6
votes

here is a declaration of a C struct:

struct align
{
    char c; //1 byte
    short s;//2 bytes
};

On my environment, sizeof(struct align) is 4 and the padding 1 byte is between 'char c' and 'short s'. Some say that's because `short' has to be 2-byte aligned, so pading 1 byte is after 'char c'. On 32-bit machine, I know 'int' better be 4-byte aligned to prevent 2 memory read cycles since addresses sent on address bus between CPU and memory is a multiple of 4. But 'short' is 2 bytes, which is less than 4 bytes, so its address could be any byte within a 4-byte unit (except last byte).

multiple of 4 address -> |0|1|2|3|

I mean, 'short' can start at 0, 1, or 2. All can be retrieved by 1 read cycle, doesn't have to 0 or 2. In my 'struct align' case, 'char c' could be at 0, 'short s' could be at 1-2, padding could be at 3.
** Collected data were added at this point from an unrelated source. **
PR #218, opened 2024-04-17
Fix converter for ndtiff using multicam

edyoshikun:
This PR fixes handling ndtiffs written with mutlicam. When using multicam, the datasets have an extra axis that needs to be parsed to reshape the output array.

### DIFF
--- a/iohub/convert.py
+++ b/iohub/convert.py
@@ -147,6 +147,7 @@ class TIFFConverter:
             # for `get_num_positions()`
             self.p = self.reader.num_positions
         self.t = self.reader.frames
+        self.cams = self.reader.cameras  # multicam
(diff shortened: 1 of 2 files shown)


edyoshikun:
@ieivanov this is the PR I started trying to fix the convert to have iohub read the data with the additional axis.

ieivanov:
Thanks Ed - let's see if we can fix this problem at the source. I don't like that in this implementation we need to expand the array dimensions from 5D to 6D. In the meantime, I understand that this is helping you convert the data that's acquired with the intermediate fix we have.

ziw-liu:
@edyoshikun do you still need this?

edyoshikun:
I believe we fixed this at the source in MM core.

Why 2-byte long "short" has to be 2-byte aligned?

Thanks

Update my environment: gcc version 4.4.7, i686, Intel

1
What compiler and platform are you using? What compiler options do you have set? - Dai
It depends on your compiler and system architecture. You should include those details in your system. On some systems, short must have 2-byte alignment. - M.M
On many machines, accessing an N-byte quantity (at least for N in {1, 2, 4, 8, 16}) works most efficiently when the quantity is N-byte aligned. It's the way life is; get used to it, because I doubt that chip manufacturers are going to change it just because you think it isn't the way it should be. - Jonathan Leffler
@Dai, update my environment, no specific compile options. Just "gcc". - password636
@MattMcNabb, update my environment, my system is a normal 32-bit CentOS with Intel chip. - password636

1 Answers

4
votes

That is because a member of a struct is no difference from a single variable of that type, from the machine's perspective. Whatever alignment you choose, it applies to both.

For example, if short is two-byte long,

struct align
{
    char c;
    short s; // two-byte word
};

short ss; // two-byte word

The member s is of 2-byte type (e.g. WORD in IA32), exactly the same type of a "standalone" variable ss. The underlying architecture regards them as the same. So when there comes to an alignment requirement for that type, it just applies to both.

And if you add the padding at the end of the data, it may still be misaligned. Consider the start of ss is at the end of a 4-byte boundary.